Although there has been a compelling decrease in mortality rates due to road accidents, they still cause up to 32,500 people to fall victim of serious injury each year which has a major impact not only on the victims but on their families and the community as the cost to society is an estimated $27 billion per year3, making this public health issue highly controversial.

In interest of reducing the devastating consequences of car accidents, countless organisations, campaigns as well as laws have been brought into existence many of which have shown to have an impact to drivers behaviour. The Transport Accident Commission (TAC) is a Victorian Government-owned organisation which promotes road safety as well as providing money and benefits to injured individuals of car accidents.4 The TAC promotes road safety through graphic and emotional advertisements as well as campaigns which have shown to be successful since the mortality rate due to car accidents has more than halved since 1989, only 3 years after the TAC was introduced.5 A highly known campaign by the TAC is the ‘Wipe off 5’ campaign which has the popular tagline of ‘Wipe of 5 or wipe out lives’. They used television, radio and print to convey their message that taking 5km/hour off your travel speed can reduce the distance it takes to stop which they discovered through research. The TAC are also major sponsors of the Collingwood Football Club and have used their influential players to increase the impact of their campaign to the Victorian community.6 Before the wipe off 5 campaign was introduced, Sweeny Research conducted surveys in March and June of 2001 which found that although 80% believed that speeding was a major cause of road accidents, many admitted to driving over the speed limit ‘some of the time’.6 In December 2001 another survey was conducted only one month after the campaign had been launched which found that fewer drivers admitted to driving over the speed limit ‘all the time’ and ‘half the time’6 ,which suggested the campaign had made an impact on the Victorian community driving behaviour.

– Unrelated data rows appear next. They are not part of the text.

PR #5440, opened 2024-07-15
chore(testing): add `.` export

iuioiua:
This change adds the `.` export for `@std/testing`. While the package is fine in it's current state without this export, it's likely better to have the `.` export rather than not, for a few reasons:
1. It allows users to import multiple symbols from `@std/testing` using a single import specifier. Such use cases exist in the Standard Library itself, and have been updated as part of this PR.
2. It allows the doc checker to check `testing/mod.ts`. This previously wasn't the case for `testing/README.md`.
3. It's consistent with the 36 out of 37 other packages across the Standard Library (except `@std/fmt`), which include `mod.ts` files. AFAIK, there's nothing unique about `@std/testing` that sufficiently justifies having it be treated different.
4. It removes the special treatment of the package in scripts in `_tools`.

I'm not aware of any sufficiently strong reasons against having a `.` export in this package.


kt3k:
I'd prefer to keep the current structure. Because `@std/testing` have more variety of purposes than other std packages, the list of APIs exported from `@std/testing` seem a bit too chaotic to me with this change.

I think this issue is motivated by the discord thread https://discord.com/channels/684898665143206084/1258496628923564053, but this seems cause by CLI bug, and it's not a std design issue.

iuioiua:
This PR enables multiple symbols within `@std/testing` in a single import. But it does not somehow inhibit users from importing from individual modules. Also, while that Discord thread triggered me to rethink about this package, but it is not the primary reason behind the change. That's why I deliberately didn't reference it in my opening comment.

I can't convince myself to share your concern. It seems minuscule compared to the benefits outlined in the initial comment.

kt3k:
I only see the maintainer's benefits in this change. Also this was never asked or suggested by the users.

BDD testing, mocking, snapshot testing, asserting types are quite different categories of test utilities, and also they export relatively large number of APIs (especially `bdd`, `mock` and `types`). Exporting all of them from single endpoint feels chaotic to me.

iuioiua:
There are plenty of examples of us making changes without user request. Yes, this mainly benefits the maintainer, but costs the user nothing. Nothing is stopping them from importing from the most-specific location. As seen by the changes within our own codebase in this PR, it's not impossible that someone wants to import more than one module from `@std/testing`.

kt3k:
> but costs the user nothing.

In my view, the cost here is a bit confusing and chaotic `default` namespace in API docs, which list all different kinds of APIs in alphabetical order. In my view that namespace is better not  existing. So this change looks having slight negative effect in doc readability to me

iuioiua:
Fair point. To summarise, these are the pros and cons.

Pros:
1. Allows users to import from multiple `@std/testing` modules in a single import statement. Users are still able to import from modules directly.
2. Allows doc checker, in it's current state, to check `testing/mod.ts`.
3. Makes the package consistent with 36 out of 37 other packages in the codebase.
4. Removes special handling of the package with scripts in `_tools`.

Cons:
1. Introduces a large `default` module.

Closing, as I don't think this is worth the hassle.

KyleJune:
The downside that makes me agree with @kt3k is that people may use asserts in non test code, and having a single import for all will likely result in people unintentionally importing a bunch of test modules they don't need into their applications.

iuioiua:
The same could be said for the root (`default`) module of any package in the Standard Library.

KyleJune:
> The same could be said for the root (`default`) module of any package in the Standard Library.

The only difference is that other modules in @std/testing besides assert would never normally be used outside the context of tests so importing all of them is guaranteed to be unnecessary. While you could have a reason to import all of some other modules, like if you know your application is going to be using most of the modules included.

KyleJune:
I had taken a break for a while from Deno, I just noticed that assert was moved to it's own top level std module. That kind of nulls the point I was making about how people might be importing @std/testing just for the assertion functions. I think the only reason people would import @std/testing now is for use in tests, so actually I am now in favor of their being a main entrypoint for importing all of @std/testing.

Not only have organisations been involved in the promotion of road safety but neurologists and neurosurgeons were the leaders of some campaigns encouraging the compulsory use of helmets for motorcycle riders to reduce the risk of brain injury in car accidents. They were successful in 1973 when helmets became compulsory for motorcycle riders and in 1992 for bicycle riders in all states and territories.1 For neurologists and neurosurgeons to become involved in the promotion of road safety, shows the wide range of professions which are affected by the issue which helps explain why injury and mortality from road accidents is a major public health issue.

(3)
(3)
Although the annual mortality rate of road accidents has dropped by over 2,500, they still have a major impact on the Australian society, which is why it is still a public health issue today. The pie chart to the left shows the total amount of crash types which gives an indicator in which areas local, state and national governments as well as non-government organisations need to put more money and attention into and make the population more aware of to improve injury and mortality rates from road accidents.

Bibliography
Bibliography

(1-6)

1. Gruszin S HDGJ. Advocacy and action in public health. Lessons from Australia over the 20th century Canberra: Australian National Preventitive Health Agency. 2012:93-114.
2. Development AGDoIaR. Road Safety [Internet]. http://www.infrastructure.gov.au/roads/safety/index.aspx2014 [updated 13/2/2014].
3. Council AT. National Road Safety Strategy 2011-2020. 2011.
4. (TAC) TAC. About the TAC [Internet]. http://www.tac.vic.gov.au/about-the-tac2014.
5. (TAC) TAC. Statistics [Internet]. http://www.tac.vic.gov.au/road-safety/statistics2014.
6. (TAC) TAC. The TAC Wipe off 5 campaign. 2002.…...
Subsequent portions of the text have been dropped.